Tuesday, October 23, 2018 at 4:15pm
We consider the task of interpolating and forecasting a time series in the presence of noise and missing data. As the main contribution of this work, we introduce an algorithm that transforms the observed time series into a matrix, utilizes matrix estimation as a black-box to simultaneously recover missing values and de-noise observed entries, and perform linear regression to make predictions. We argue that this method provides meaningful imputation and forecasting for a large class of models: finite sum of harmonics (which approximate stationary processes), non-stationary sub-linear trends, Linear-Time-Invariant (LTI) systems (which includes finite-order polynomials), and their additive mixtures. In general, our algorithm recovers the hidden state of dynamics based on its noisy observations, like that of a Hidden Markov Model (HMM), provided the dynamics obey the above stated models. As an important application, it provides a robust algorithm for "synthetic control'' for causal inference.
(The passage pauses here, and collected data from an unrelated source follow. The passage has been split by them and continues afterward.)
PR #1266, opened 2026-09-06
Run duplicate checks during schema-only validation

### LINKED ISSUE #1265: Run the duplicate source documents check in schema-only validation
The check `does not declare the same source document more than once` ([`index.mocha.js#L121-L127`](https://github.com/OpenTermsArchive/engine/blob/0669bc3994b45a57bc6925fd1dbb4b5eb6b0e035/scripts/declarations/validate/index.mocha.js#L121-L127)) is gated behind `if (!schemaOnly && service)`. It therefore only runs in the full validation, which collections CI restricts to the terms types modified by a pull request. Duplicates predating v14.1.0, or living in terms types that are not modified again, are never reported.

In `user-rights-declarations`, TikTok "Advertising Content Policy" has declared the same URL twice since 2026-05-19 (removed in https://github.com/OpenTermsArchive/user-rights-declarations/pull/62), and Facebook and Instagram "Advertising Content Policy" still do on `main`. `ota validate declarations --schema-only` passes on all three.

Since the check needs neither network nor browser, move it out of the `!schemaOnly` branch so it runs on every declaration, keeping only the source documents loop gated.

be-student:
## Summary

- run duplicate source-document checks for every current terms type during schema-only validation
- keep browser and network source-document checks behind full validation
- add a CLI regression fixture and document the patch-level change

Closes #1265

## Validation

- `npm run test:only -- scripts/declarations/validate/index.test.js scripts/declarations/validate/schemas.test.js` (20 passing)
- `NODE_ENV=test npm run declarations:validate:schema -- --services service_with_multiple_source_documents_terms` (4 passing, including duplicate validation)
- `npx eslint scripts/declarations/validate/index.test.js scripts/declarations/validate/index.mocha.js`
- `git diff --check`

The full `npm test` run reached 1,250 passing tests. Three Mongo setup hooks timed out because no local Mongo service was available, and the existing dataset export test found a generated README mismatch. The new CLI regression initially hit Mocha's two-second suite timeout and now has an explicit ten-second limit; it passes in 0.7-1.1 seconds.


Ndpnt:
Thanks @be-student for taking this on!

I pushed a few commits on top of yours, here is why:

- I kept the duplicate check in the existing terms types loop. The second loop bypassed the `--types` and `--modified` options, which collections rely on in their CI, and duplicated the filter on current terms. Skipping only the source document checks in schema-only mode fixes the gap without changing how the options apply.
- I also removed CLI test. The rule is already covered by the `Terms` unit tests, and the CI job validating `demo-declarations` exercises the schema-only path end to end. Spawning the CLI from the test suite would set a new pattern in this repository, which deserves its own discussion rather than a patch release.

Thanks again, this closes a gap that was silently affecting real collections.

Ndpnt (approved):

PR #1267, opened 2026-09-06
Remove tracking query parameters by default

### LINKED ISSUE #1263: Remove tracking query parameters by default
Provide default configuration for the built-in `removeQueryParameters` filter to remove the well-known [tracking query parameters](https://privacytests.org).

be-student:
## Summary

- use the 23 current PrivacyTests tracking query parameters when `removeQueryParams` is enabled without configuration
- preserve explicit string, array, and empty-array configurations
- cover both direct filter behavior and the runtime filter-context path

Closes #1263

The default list is pinned to [`privacytests/privacytests@dda473a`](https://github.com/privacytests/privacytests/blob/dda473a462e5c37f9f2c8b2367fbc5f834796be4/live/results.js#L22-L68), so its provenance and update boundary are explicit.

## Validation

- Baseline: the new default-list regression failed because all 23 tracking parameters remained in the URL
- `npm run test:only -- src/archivist/fetcher/index.test.js src/archivist/extract/filter.test.js src/archivist/extract/exposedFilters.test.js` (65 passing)
- `npx eslint src/archivist/extract/exposedFilters.js src/archivist/extract/exposedFilters.test.js src/archivist/extract/filter.test.js`
- `git diff --check`

### DIFF
--- a/CHANGELOG.md
+++ b/CHANGELOG.md
@@ -8,7 +8,7 @@ All changes that impact users of this module are documented in this file, in the
 
 ### Changed
 
-- Remove well-known tracking query parameters (`utm_*`, `fbclid`, `gclid`, ...) by default when the built-in `removeQueryParams` filter is declared without parameters; see the full list in the [built-in filters documentation](https://docs.opentermsarchive.org/terms/reference/built-in-filters/)
+- Remove well-known tracking query parameters (`utm_*`, `fbclid`, `gclid`, ...) by default when the built-in `removeQueryParams` filter is declared without parameters; see the [built-in filters documentation](https://docs.opentermsarchive.org/terms/reference/built-in-filters/)
 
 ## 15.1.0 - 2026-07-13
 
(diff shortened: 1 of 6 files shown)


Ndpnt:
Thank you @be-student for this contribution.

I pushed two adjustments on top of your commit:
- The loader now wraps built-in filters even when they are declared without parameters, so they always receive `(webPageDOM, params, context)`. This lets `removeQueryParams` keep a plain default parameter instead of guessing from the type of its second argument, and future built-in filters with parameters get the same guarantee for free.

- The default list now also includes the five `utm_*` campaign parameters. PrivacyTests inherits Brave's list, which deliberately excludes them because they don't identify individual users. Our goal is different as we want stable versions of documents, and `utm_*` is a common source of noise in terms links.

I also bumped the release to `[minor]` since declarations that already list `removeQueryParams` without parameters will start producing new versions.

Ndpnt:
Related PR for documentation https://github.com/OpenTermsArchive/docs/pull/223

Ndpnt (approved):

MattiSG:
Thank you @be-student for these contributions and thank you @Ndpnt for handling and finalising them!

@be-student we'll be happy to mention you as a contributor to the project. Please make sure to review and add details such as name as you'd like in the associated PR 🙂 → @allcontributors add @be-student as a contributor for code.

If you'd like to contribute further to Open Terms Archive, we'd love to have you join our [next community call](https://docs.opentermsarchive.org/community/reference/community-call/) and our [chat](https://docs.opentermsarchive.org/community/how-to/join/)!

PR #147, opened 2021-09-23
Fix - replace organization name to 'virtuslab'

lwronski:


alexarchambault (approved):
So no more ghcr.io for docker images?

lwronski:
> So no more ghcr.io for docker images?

Yes, I think we should publish docker image only to [docker hub](https://hub.docker.com/u/virtuslab)

alexarchambault:
Is it good to merge, @lwronski?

Time permitting, we'll discuss its implications for the game of Cricket.
This is based on joint works with Anish Agarwal, Muhammad Amjad and Dennis Shen (all at MIT).
Devavrat Shah is a professor with the department of electrical engineering and computer science, MIT. He is a member of the Laboratory for Information and Decision Systems (LIDS) and Operations Research Center (ORC), and the Director of the newly formed Statistics and Data Center in IDSS. His research focus is on theory of large complex networks, which includes network algorithms, stochastic networks, network information theory and large-scale statistical inference. Prof. Shah was awarded the first ACM SIGMETRICS Rising Star Award 2008 for his work on network scheduling algorithms. He received the 2010 Erlang Prize from INFORMS, which is given to a young researcher for outstanding contributions to applied probability. He is currently an associate editor of Operations Research.
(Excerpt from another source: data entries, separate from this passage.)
PR #148, opened 2021-09-24
Add scalafix, remove unused imports

lwronski:
The final solution should be to run `./mill all __. fix`.  There is a problem that several modules are compiling to scala 3 and in this version there is no flag `-Ywarn-unused `yet. 

If we run `./mill all __. fix`,it tries to run scalafix on all modules in the defined scala version, but there are modules that compile to every scala version, so it throws an error that `-Ywarn-unused` flag not exists in scala 3. 

I haven't found a solution that can easily exclude scalafix from running for modules compiling to scala 3, therefore I created a scalafix () method in which I explicitly run fix() on each module.

### DIFF
--- a/.github/workflows/ci.yml
+++ b/.github/workflows/ci.yml
@@ -156,6 +156,13 @@ jobs:
       run: ./mill -i __.checkNativeImageConfFormat
     - name: Check Ammonite availability
       run: ./mill -i 'dummy.amm[_].resolvedRunIvyDeps.'
+    - name: Scalafix check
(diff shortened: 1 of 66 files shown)


alexarchambault:
I opened https://github.com/VirtusLab/scala-cli/pull/158 with just https://github.com/VirtusLab/scala-cli/pull/148/commits/8cc457c0f688fe7ebf3153c14eeeae0432a285c0. Once it's merged, we can just squash-and-merge the PR here.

Prof. Shah’s research is driven by a desire to engineer a socially integrated network where a typical user may connect through a smart-phone, socialize through Facebook, learn from Wikipedia and help bring socio-political change through Twitter. Such a “social network” is in dire need of better network infrastructure; a typical user is anxious for help to be able to cope with the information overload; and scalable computational systems are required to process large amounts of data. As a network theorist, his contributions towards addressing these challenges involve designing better wireless access network and processing social data and scalable algorithms that can operate in data center like facility.